Bug 704160

Summary: PCLm and raster-only PDF ("pclm"/"pdfimage8"/"pdfimage24") output devices require seekable output file
Product: Ghostscript Reporter: Till Kamppeter <till.kamppeter>
Component: PDF WriterAssignee: Default assignee <ghostpdl-bugs>
Status: RESOLVED FIXED QA Contact: Bug traffic <tech>
Severity: normal    
Priority: P4 CC: robin.watts
Version: 9.53.3   
Hardware: PC   
OS: Linux   
Customer: Word Size: ---

Description Till Kamppeter 2021-08-02 15:42:12 UTC
I want to use the mentioned output devices for print filters in Printer Applications.

Printer Applications are the replacement of classic CUPS printer drivers, they emulate a driverless IPP printer and internally they convert incoming print jobs to the supported printer's native language and pass on the data to the printer.

The Printer Application development framework PAPPL treats input in Apple or PWG Raster format in a streaming mode, so that it is not required to store the whole job in a temporary file before starting to filter and print it, but treat the data in small portions instead and pass each portion on to the printer immediately, saving local resources (ex. IoT device as print server/network print adapter) and also to allow infinite jobs.

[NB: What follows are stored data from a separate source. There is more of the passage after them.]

PR #389, opened 2023-07-27
Update Docker image

ddanielr:
Updates the source docker image to match the version of ruby defined in the Gemfile.lock file

### DIFF
--- a/Dockerfile
+++ b/Dockerfile
@@ -2,7 +2,7 @@
 # making updates to the accumulo website without requiring the dev
 # to maintain a local ruby development environment.
 
-FROM ruby:2.7.8-slim-bullseye as base
+FROM ruby:3.2.2-slim-bullseye as base
 
 RUN apt-get update && apt-get install -y --no-install-recommends \
     build-essential \


ddanielr:
This change has been tested and just brings the container up to date with ruby 3.2.2
https://github.com/apache/accumulo-website/blob/17248a992b04e516d004e57ca16cbaad6ab5e628/Gemfile.lock#L74

ctubbsii (approved):
LGTM. But, please know that version is only in the Gemfile because it's the version I had on my Fedora 38 dev machine when I last did a bundle update. I'm not sure what version is in the ASF runners that built the asf-site branch, or what other devs are using. Otherwise, I'd suggest updating the Gemfile to require using a newer minimum version as well.

ctubbsii:
Looks like Ubuntu 18.04 is used by the ASF INFRA-provided builders, which has Ruby 2.5.1. So, we can't bump the minimum unless we changed things to create a GitHub Actions based builder that commits to the asf-site branch. Not sure if we want to do that much work. I'm not sure what INFRA future plans are.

In general, PDF is not streamable, needing the whole file be present before being able to print it, but there are variants/subsets of PDF which are streamable, as PDF/is or PCLm. In general a raster-only PDF should also not be too difficult to make it streamable. PCLm is especially streamable as it is made for raster-only printers which can have low resources, especially not even enough memory to hold a the raster image of one single page.

Now I am using the different PDF output devices of Ghostscript in print filters and try to stream (and avoid whole-job temporary files) as much as possible and pipe the job data from one filter to the next one.

With the general PDF output device "pdfwrite" this works without problem. I can simply set the output file to stdout and pipe this to the next filter (or the printer), but if I use the output devices "pclm", "pdfimage8", or "pdfimage24" I get a message that the output file has to be seekable. For these formats I especially expect that I can stream/pipe them, as once the files would get very large due the fact that they are pure raster and second, at least "pclm" is a format made for streaming.

Therefore I appreciate a lot if you could make these output devices work also on a sequential, non-seekable output, like stdout or a pipe.
Comment 2 Robin Watts 2021-08-13 14:49:31 UTC
Fixes for this have gone in as:

commit a30e693d45f3bc5af43c28a5b341d76d3d259965
Author: Robin Watts <Robin.Watts@artifex.com>
Date:   Thu Aug 5 11:31:26 2021 +0100

    Bug 704160: Fix pdfimage devices to not need seekable stream.

    Avoid the need to seek to write a Length field by using a new object
    for the length.

commit a1017203639bf6ab74360e0dd2501bc7c69c6d30
Author: Robin Watts <Robin.Watts@artifex.com>
Date:   Wed Aug 4 17:40:14 2021 +0100

    Bug 704160: Fix pclm device to not need seekable stream.

    The pdfimage device relies on seeking to fill in the 'Length'
    entry in each dict. PCLm uses a temporary file, so doesn't need
    that. I had inadvertently left the init function asking for a
    seekable stream though. Fix that here.


There have been other fixes for PCLm and pdfimage devices since, so you may want to move to the latest commits rather than just cherry-picking these.